Stagger Lee schrieb:


> Kann mir gut vorstellen daß diese Anfütterei ganz schön ins Geld geht. Mo bis Do, das wären immerhin 6kg. Ich frage mich schon eine ganze Weile ob sich da der Aufwand überhaupt lohnt für "vielleicht" 1-2 Fische.



Wenn du mal hochrechnest,wieviel Zeug du investierst, um vlt auch mal zu blanken ... Dann denkste nochmal darüber nach und sagst dir, das will ich gar nicht wissen.#6#6


----------



## Siermann (11. Juni 2009)

*AW: Karpfen im Kraut fangen?*

Wen manche Carphunter (mich einbezogen ) das Geld  das sie für Montagen , Ruten ,Rollen , Köder usw. ausgeben zusammenrechnen würde manchen schlecht werden .
Es ist ein Hobby und da sollte man nicht aufs Geld schauen(jedenfalls nicht so dolle)


----------



## Thecatfisch (11. Juni 2009)

*AW: Karpfen im Kraut fangen?*



Siermann schrieb:


> Wen manche Carphunter (mich einbezogen ) das Geld  das sie für Montagen , Ruten ,Rollen , Köder usw. ausgeben zusammenrechnen würde manchen schlecht werden .
> Es ist ein Hobby und da sollte man nicht aufs Geld schauen(jedenfalls nicht so dolle)



da reist mal eben ne Montage mit Leadcore und Co ab, schon ist nen 10er weg...das ist krass wenn man darüber nachdenkt.
Aber  Ich ( und sehr sehr viele andere auch ) lieben ihr Hobby, bzw spezifisch das Karpfenangeln und sind bereit, diese Kosten in Kauf zu nehmen #6


----------



## DER SUPER ANGLER (11. Juni 2009)

*AW: Karpfen im Kraut fangen?*

Und was noch dazu kommt, Karpfenangler kaufen sich nicht nur eine Rute und Rolle, sondern kaufen gleich alles doppelt weil man ja meistens mit zwei Ruten fischt. 

Das muss man ja auch noch bedenken, dass das ganz schön ins Geld geht. 

Aber wie schon gesagt, die meisten die ihr Hobby gern haben, sind bereit viel Geld zu investieren |rolleyes (Ich auch )

Manchmal glaub ich gar nicht wie schnell das Geld im Angelladen weg ist!!


----------



## Mane12 (11. Juni 2009)

*AW: Karpfen im Kraut fangen?*

Hallo!

Danke für die Antworten.

Naja, so ist das jetz auch nicht, dass ich Unsummen für die Karpfenangelei raus werfe:

- Der Boiliemix für insgesamt 5 Tage anfüttern und fischen hat mich komplett mit Eier ca. 20 € gekostet.
- Ich wollte einfach mal eine neue Stelle ausprobieren. 
Das blöde ist heute (und wahrscheinlich auch morgen) dass es bei uns ca. alle 3 Stunden strahlender Sonnenschein ist und dann wieder 3 Stunden Sturm und starker Regen.

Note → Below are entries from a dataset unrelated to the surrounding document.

PR #216, opened 2020-08-05
Make timeout for integration tests configurable 

ejegrova:
Variable timeout is added to test_env_vars.yaml and used in integration tests.

### DIFF
--- a/tests/integration/conftest.py
+++ b/tests/integration/conftest.py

Meint ihr, da kann man was gutes fangen?

Ich denk mir halt auch: Wenn ich morgen nicht den ganzen Tag beim Fischen bin, dass würde ich Abends mit meinen Kumpels um die Häuser ziehen und dort dann vielleicht 30 Euro verbraten. Da geh ich lieber zum Fischen, da hab ich mehr davon 
Aber ich finde, was es denn schöneres gibt, wenn man morgens um 5 Am Wasser ist und dann sieht wie die Natur erwacht und dann Mittag was schönes Grillt und dann Abend sieht, wie der Tag zu Ende geht 
Und wenn noch ein Karpfen beißt, dann is es natürlich gleich doppelt besser 

Viele Grüße


----------



## DER SUPER ANGLER (11. Juni 2009)

*AW: Karpfen im Kraut fangen?*

Also Freunde von mir haben heute schon 3 Karpfen gefangen, ich weiß zwar nicht wie schwer aber halt 3.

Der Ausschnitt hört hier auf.